(Stored data entries)
Issue #885, opened 2015-10-22
Fix spa.AssociativeMemory documentation (and add a few examples)


Seanny123:
I was trying to use the `spa.AssociativeMemory` as a basic dictionary and was having the darnest time. The code to finally get this scenario to work is:

The reasons I couldn't figure this out on my own is:
- There are no associative memory examples in the docs
- The arguments `input_keys` and `output_keys` are undocumented

ikajic:
I'm just going through this. First, I'm getting an `AttributeError` which I think I shouldn't be getting:
```python
In [4]: spa.AssociativeMemory(np.arange(10))
---------------------------------------------------------------------------
AttributeError                            Traceback (most recent call last)
<ipython-input-4-e7f05435fee3> in <module>()
----> 1 spa.AssociativeMemory(np.arange(10))

/home/ivana/phd/workspace/nengo/nengo/spa/assoc_mem.pyc in __init__(self, input_vocab, output_vocab, input_keys, output_keys, default_output_key, threshold, input_scale, inhibitable, inhibit_scale, wta_output, wta_inhibit_scale, wta_synapse, threshold_output, label, seed, add_to_container, **ens_args)
     66 
     67         if input_keys is None:
---> 68             input_keys = input_vocab.keys
     69             input_vectors = input_vocab.vectors
     70         else:

AttributeError: 'numpy.ndarray' object has no attribute 'keys'
```

If the input is `spa.Vocabulary` it works, so it smells of a bug. What is the rationale behind keys when using a numpy.array?

xchoo:
The ```spa.AssociativeMemory``` network is expecting a vocabulary as an input. If you want to use vectors (or numpy arrays), try the ```networks.AssociativeMemory``` network. (The spa network is just a wrapper for the networks network)

ikajic:
Hm, the documentation for `spa.AssociativeMemory`says something different:
```
input_vocab: list of numpy.array, spa.Vocabulary
    The vocabulary (or list of vectors) to match.
```
So, even if I put a list of numpy arrays it throws the same error.

xchoo:
Oh. Hah! Whoops. That's an error in the documentation.

s72sue:
+1 for adding some associative memory examples to the docs.

ikajic:
Alright. I'll take care of fixing the docstrings and put a few examples in there.

ikajic:
What is the purpose of `add_to_container` parameter in `spa.AssociativeMemory`?

[...]

PR #982, opened 2016-03-14
Provide SP expressions as keys to the SPA associative memory

ikajic:
I needed this scenario for my model, so I decided to submit a PR in case it might be of interest for others. Currently, only single keys can be passed as the input and output keys to the associative memory module. This PR slightly changes the existing code so that it also supports expressions in both input or output keys. Then something like this can be done:

```python
import nengo
from nengo import spa

with spa.SPA() as model:
    D = 16
    
    voc1 = spa.Vocabulary(D)
    voc2 = spa.Vocabulary(D)
    
    voc1.parse('A+B+C')
    voc2.parse('D+E+F')
    
    in_keys = ['A', 'B+C']
    out_keys = ['D-E', '0.4*F']
    
    model.am = spa.AssociativeMemory(input_vocab=voc1,
                                     output_vocab=voc2,
                                     input_keys=in_keys,
                                     output_keys=out_keys
                                    )
    model.inp = spa.State(D, vocab=voc1)
    nengo.Connection(model.inp.output, model.am.input)
```

### DIFF
--- a/nengo/spa/assoc_mem.py
+++ b/nengo/spa/assoc_mem.py
@@ -60,7 +60,9 @@ class AssociativeMemory(Module):
             input_keys = input_vocab.keys
             input_vectors = input_vocab.vectors
         else:
-            input_vectors = input_vocab.create_subset(input_keys).vectors
+            # parse keys (allows expressions as keys)
+            input_vectors = [input_vocab.parse(key).v for key in
+                             input_keys]
 
         # If output vocabulary is not specified, use input vocabulary
         # (i.e autoassociative memory)
@@ -70,7 +72,10 @@ class AssociativeMemory(Module):
         else:
             if output_keys is None:
                 output_keys = input_keys
-            output_vectors = output_vocab.create_subset(output_keys).vectors
+
+            # parse keys (allows expressions as keys)
+            output_vectors = [output_vocab.parse(key).v for key in
+                              output_keys]
 
         if default_output_key is None:
             default_output_vector = None
--- a/nengo/spa/assoc_mem.py
+++ b/nengo/spa/assoc_mem.py
@@ -60,9 +60,7 @@ class AssociativeMemory(Module):
             input_keys = input_vocab.keys
             input_vectors = input_vocab.vectors
         else:
-            # parse keys (allows expressions as keys)
-            input_vectors = [input_vocab.parse(key).v for key in
-                             input_keys]
+            input_vectors = [input_vocab.parse(key).v for key in input_keys]
 
         # If output vocabulary is not specified, use input vocabulary
         # (i.e autoassociative memory)
@@ -73,9 +71,7 @@ class AssociativeMemory(Module):
             if output_keys is None:
                 output_keys = input_keys
 
-            # parse keys (allows expressions as keys)
-            output_vectors = [output_vocab.parse(key).v for key in
-                              output_keys]
+            output_vectors = [output_vocab.parse(key).v for key in output_keys]
 
         if default_output_key is None:
             default_output_vector = None
--- a/nengo/spa/tests/test_assoc_mem.py
+++ b/nengo/spa/tests/test_assoc_mem.py
@@ -1,5 +1,7 @@
 import nengo
-from nengo.spa import Vocabulary
+import numpy as np
+from nengo.spa import Vocabulary, Input
+from nengo.spa.utils import similarity
 from nengo.spa.assoc_mem import AssociativeMemory
 
 
@@ -35,3 +37,60 @@ def test_am_spa_interaction(Simulator, seed, rng):
     # Check to see if model builds properly. No functionality test needed
     with Simulator(m):
         pass
+
+
+def test_am_spa_keys_as_expressions(Simulator, plt, seed, rng):
+    """Provide semantic pointer expressions as input and output keys."""
+    D = 64
+
+    vocab_in = Vocabulary(D, rng=rng)
+    vocab_out = Vocabulary(D, rng=rng)
+
+    vocab_in.parse('A+B')
+    vocab_out.parse('C+D')
+
+    in_keys = ['A', 'A*B']
+    out_keys = ['C*D', 'C+D']
+
+    with nengo.spa.SPA(seed=seed) as model:
+        model.am = AssociativeMemory(input_vocab=vocab_in,
+                                     output_vocab=vocab_out,
+                                     input_keys=in_keys,
+                                     output_keys=out_keys)
+
+        model.inp = Input(am=lambda t: 'A' if t < 0.1 else 'A*B')
+
+        in_p = nengo.Probe(model.am.input)
+        out_p = nengo.Probe(model.am.output, synapse=0.03)
+
+    with nengo.Simulator(model) as sim:
+        sim.run(0.2)
+
+    # Specify t ranges
+    t = sim.trange()
+    t_item1 = (t > 0.075) & (t < 0.1)
+    t_item2 = (t > 0.175) & (t < 0.2)
+
+    # Modify vocabularies (for plotting purposes)
+    vocab_in.add(in_keys[1], vocab_in.parse(in_keys[1]).v)
+    vocab_out.add(out_keys[0], vocab_out.parse(out_keys[0]).v)
+
+    plt.subplot(2, 1, 1)
+    plt.plot(t, similarity(sim.data[in_p], vocab_in))
+    plt.ylabel("Input: " + ', '.join(in_keys))
+    plt.legend(vocab_in.keys, loc='best')
+    plt.ylim(top=1.1)
+    plt.subplot(2, 1, 2)
+    plt.plot(t, similarity(sim.data[out_p], vocab_out))
+    plt.plot(t[t_item1], np.ones(t.shape)[t_item1] * 0.9, c='r', lw=2)
+    plt.plot(t[t_item2], np.ones(t.shape)[t_item2] * 0.91, c='g', lw=2)
+    plt.plot(t[t_item2], np.ones(t.shape)[t_item2] * 0.89, c='b', lw=2)
+    plt.ylabel("Output: " + ', '.join(out_keys))
+    plt.legend(vocab_out.keys, loc='best')
+
+    assert np.mean(similarity(sim.data[out_p][t_item1],
+                              vocab_out.parse(out_keys[0]).v,
+                              normalize=True)) > 0.9
+    assert np.mean(similarity(sim.data[out_p][t_item2],
+                              vocab_out.parse(out_keys[1]).v,
+                              normalize=True)) > 0.9
--- a/CHANGES.rst
+++ b/CHANGES.rst
@@ -32,6 +32,9 @@ Release History
 - Added ``y0`` attribute to ``WhiteSignal``, which adjusts the phase of each
   dimension to begin with absolute value closest to ``y0``.
   (`#1064 <https://github.com/nengo/nengo/pull/1064>`_)
+- Allow the `AssociativeMemory` to accept Semantic Pointer expressions as
+  `input_keys` and `output_keys`.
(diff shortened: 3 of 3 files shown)


jgosmann:
Seem like it could be useful. Can you add unit tests for this?

nengo/spa/assoc_mem.py
```diff
@@ -68,17 +68,23 @@ def __init__(self, input_vocab, output_vocab=None,  # noqa: C901
...
+            # parse keys (allows expressions as keys)
+            input_vectors = [input_vocab.parse(key).v for key in
+                             input_keys]
 
         # If output vocabulary is not specified, use input vocabulary
         # (i.e autoassociative memory)
         if output_vocab is None:
             output_vocab = input_vocab
             output_vectors = input_vectors
+            output_keys = input_keys
```
jgosmann: This line seems unecessary?

pblouw:
+1 for this PR - I ran into a similar scenario when I put together my Cogsci submission a while ago.

jgosmann:
Nit-pick: [We prefer commit messages to be in the imperative.](https://docs.google.com/document/d/1YJUEAmrB6y_x0fDUYyRBSIPUNFLLsA3VQNKGRz8T8dI/edit#heading=h.jwjj96dkvmpe)

nengo/spa/assoc_mem.py
xchoo: Don't think so...

jgosmann: It only gets used in the `else` block which initializes it itself if necessary.

jgosmann: And it wasn't there before ..

ikajic: Yeah, looking at it now I think that line shouldn't be there. Unless @xchoo wants to share a bit more of his thoughts :)

 I added it because I thought keys would be used as class attributes/passed to the `network.AssociativeMemory`, but that doesn't seem to be the case. It seems like those keys are only used to create input and output vectors, if I'm not mistaking...

ikajic:
Would this be the right place to add tests: https://github.com/nengo/nengo/blob/master/nengo/spa/tests/test_assoc_mem.py?

jgosmann:
Exactly that place. :dart:

nengo/spa/assoc_mem.py
xchoo: :+1:

ikajic:
I've added a few tests but I would like to discuss how useful they are since the associative memory seems to have a lot of noise when doing this sort of mapping. So I allowed a pretty big error margin -- does this make sense at all? @xchoo @jgosmann

Also, did I just mess up stuff in this branch by merging with the master?  :confused:

jgosmann:
It's the right idea, but the error margin is too large. The proper fix would probably be to improve the associative memory to produce a more precise output instead of overshooting, but not sure how easily that can be achieved.

We could also say that we don't support exact outputs like `0.3 * A` (do you need those?) and thus not test for those. We could still support expressions like `0.5 * A + 0.7 * B` or `A * POS1` and compare the relative strengths of the vectors.

There are a few assertions in that I don't understand, but I mostly skimmed it so far.

> Also, did I just mess up stuff in this branch by merging with the master?

Yes (but it's fixable). Never do merges in the Nengo development model, always to a rebase instead. (It might also make sense to configure `git pull` to do rebase instead of merge, but that would not have helped here.)

xchoo:
Hmmmm. I think we might want to document that the associative memory works by computing the dot product between the input vector and the output vector (i.e. it is expecting the input vector magnitudes to be nominally 1). 

There might be some confusion if this is not stated, because a user might put in, as an input sp phrase, something like '0.5*A', and expect the output of the associative memory to be maximal when the input vector is '0.5*A'. In reality though, the output would be '0.25*A'.

nengo/spa/tests/test_assoc_mem.py
```diff
@@ -35,3 +36,57 @@ def input_func(t):
...
+
+        model.inp = Input(am=lambda t: 'A' if t < .5 else 'B')
+        prob = nengo.Probe(model.am.output, synapse=0.03)
+
+    with Simulator(model) as sim:
+        sim.run(1.0)
+        vec_sim = sim.data[prob]
+
+        final_vecA = vec_sim[100:490].mean(axis=0)
+        simA = np.dot(voc2.vectors, final_vecA)
```
xchoo: I think in this case, we want to use the vector norm of the vector difference (or the cosine angle) as a comparison here. The dot product is not accurate when the input vectors do not have a magnitude of 1 (`-C+D` and `0.3*E` are not guaranteed to have a magnitude of 1).

ikajic:
> [...] exact outputs like 0.3 * A (do you need those?) [..] and compare
the relative strengths of the vectors.

What do you mean by "compare the relative strengths of the vectors"? I
actually had a case where I needed a mapping such as X->0.3*Y, but an
approximation/noisy version was fine for me.

jgosmann:
> What do you mean by "compare the relative strengths of the vectors"?

Normalizing the vectors to length 1 for comparison (i.e. computing the cosine angle; cp. [@xchoo's comment](https://github.com/nengo/nengo/pull/982#discussion_r57260038).

ikajic:
I've updated tests to use cos similarity and simplified them by presenting just one input. What the current tests are doing is:
- testing whether a SP expression can be provided in the input keys
- testing whether a SP expression can be provided in the output keys
- testing for the right output values with the 0.2 error margin

I agree with Xuan that it might not be clear what are expected outputs, so I think documenting how AM works would fit well in the docstring for the AM module (which is currently a one-liner and would contribute to closing #885), but I think it'd make sense to make another PR for documentation.

jgosmann:
> testing whether a SP expression can be provided in the input keys

What would be the use case of providing an expression like `0.9 * A` (vs. just `A`)? It is not clear to me how this would change the operation of the AM and unit tests are also to some degree a usage example. So I might go with an expression like `A + B` or `A * B` where I clearly can see a use case.

You're relying on the order of the pointers in the vocab. It would be nicer (for readability) to access them by name instead. For selecting the probe values `sim.trange() > 0.15` might be more expressive (it doesn't require me to recall what `dt` is).

jgosmann:
> It might also make sense to configure git pull to do rebase instead of merge, but that would not have helped here.

I guess it would have helped because there is now an additional merge commit which looks exactly like it was produced by a git pull doing a merge. To change that setting add
```ini
[pull]
    rebase = true
```
to your `~/.gitconfig`. I'll see if I can get this branch fixed.

jgosmann:
That was pretty easy to fix actually. Just a `git rebase -i master` (and a `git rebase --skip` at one point) did it. Note that I had to force push this branch. To get your local branch in sync don't do a `git pull`, but the following:
1. `git fetch`
2. `git checkout spaassocmem-keys-as-expr` (if not already on that branch)
3. `git reset --hard origin/spaassocmem-keys-as-expr` (WARNING: You lose all local changes and commits on this branch. If you have any local changes/commits you want to keep the process is slightly more complicated. In case you already lost them, because you read this too late, they can still be recovered.)

xchoo:
I've updated the tests. :)

ikajic:
Thanks for the update @xchoo, looks good to me! Btw. Is there a way to get plots when only running these tests? This line: `python -m py.test test_assoc_mem.py --plot` doesn't work for me.

Regarding use-cases: I had an example where I needed keys such as `0.9*A+0.3*B+0.1*C` in the input. I had examples where mappings to the output keys were depending on the scaling for A, B and C.

tbekolay:
To get plots, the command line option is `--plots` (note the plural), and the plots get saved to a directory like `nengo.simulator.plots` in whatever directory you ran `py.test` from.

jgosmann:
> Is there a way to get plots when only running these tests? This line: python -m py.test test_assoc_mem.py --plot doesn't work for me.

It will save the plots in `nengo.simulator.plots`.

> I had an example where I needed keys such as 0.9*A+0.3*B+0.1*C in the input. I had examples where mappings to the output keys were depending on the scaling for A, B and C.

Does this only depend on the relative scaling of A, B, and C? Or is the actual length of the vector important?

ikajic:
> Does this only depend on the relative scaling of A, B, and C? 
Yeah, it was just the scaling.

nengo/spa/tests/test_assoc_mem.py
```diff
@@ -35,3 +37,60 @@ def input_func(t):
...
+
+        in_p = nengo.Probe(model.am.input)
+        out_p = nengo.Probe(model.am.output, synapse=0.03)
+
+    with nengo.Simulator(model) as sim:
+        sim.run(0.2)
+
+    # Specify t ranges
+    t = sim.trange()
+    t_item1 = (t > 0.075) & (t < 0.1)
```
jgosmann: I didn't know that you can use the `&` operator; I always used `np.logical_and`. This is so much more convenient! :)

nengo/spa/tests/test_assoc_mem.py
```diff
@@ -35,3 +37,60 @@ def input_func(t):
...
+    plt.subplot(2, 1, 1)
+    plt.plot(t, similarity(sim.data[in_p], vocab_in))
+    plt.ylabel("Input: " + ', '.join(in_keys))
+    plt.legend(vocab_in.keys, loc='best')
+    plt.ylim(top=1.1)
+    plt.subplot(2, 1, 2)
+    plt.plot(t, similarity(sim.data[out_p], vocab_out))
+    plt.plot(t[t_item1], np.ones(t.shape)[t_item1] * 0.9, c='r', lw=2)
+    plt.plot(t[t_item2], np.ones(t.shape)[t_item2] * 0.91, c='g', lw=2)
+    plt.plot(t[t_item2], np.ones(t.shape)[t_item2] * 0.89, c='b', lw=2)
```
jgosmann: Somewhat of a nit pick: The color might be different, if the user messed with the `matplotlibrc`. To ensure matching colors it might be better to assign the return value of `plt.plot` to a variable (e.g. `lines`) and then use that to get the colors with `lines[i].get_color()`. But it complicates the code a little bit, so I'm not sure.

nengo/spa/assoc_mem.py
```diff
@@ -68,7 +68,9 @@ def __init__(self, input_vocab, output_vocab=None,  # noqa: C901
             input_keys = input_vocab.keys
             input_vectors = input_vocab.vectors
         else:
-            input_vectors = input_vocab.create_subset(input_keys).vectors
+            # parse keys (allows expressions as keys)
```
jgosmann: I don't think this sort of comment is necessary, but whatevs.

jgosmann:
> Yeah, it was just the scaling.

In that case I would argue that it is different from `0.9 * A`.

Made a few comments in the code, but apart from that it LGTM. :cake:

nengo/spa/tests/test_assoc_mem.py
xchoo: Haha. Yeah. This is just with the default color settings. I don't think it's worth the trouble adding the extra code to do the exact color matching (it's not in the plot code in the other tests, and it's really just for debugging the output of the tests).

pblouw:
It would be great to get this into master :)

tcstewar:
> It would be great to get this into master :)

I also ran into a situation today where this would have been handy....  So I'm kicking myself for not reviewing this earlier....

Seanny123:
LGTM.

jgosmann:
* [ ] This should get a changelog entry.

jgosmann:
I'll add the changelog entry and clean up the history.

Seanny123:
Looks even better to me.

jgosmann:
I cleaned the history up, added the changelog entry, and added another fixup commit. If I get an ok on this, I can merge this.

Seanny123:
I am now utterly convinced that this is the best this commit can possibly be.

*Instructions for the task*
Every line of the records above where the string "comparison" is found should be copied.

*Answer to this exercise*
xchoo: I think in this case, we want to use the vector norm of the vector difference (or the cosine angle) as a comparison here. The dot product is not accurate when the input vectors do not have a magnitude of 1 (`-C+D` and `0.3*E` are not guaranteed to have a magnitude of 1).
Normalizing the vectors to length 1 for comparison (i.e. computing the cosine angle; cp. [@xchoo's comment](https://github.com/nengo/nengo/pull/982#discussion_r57260038).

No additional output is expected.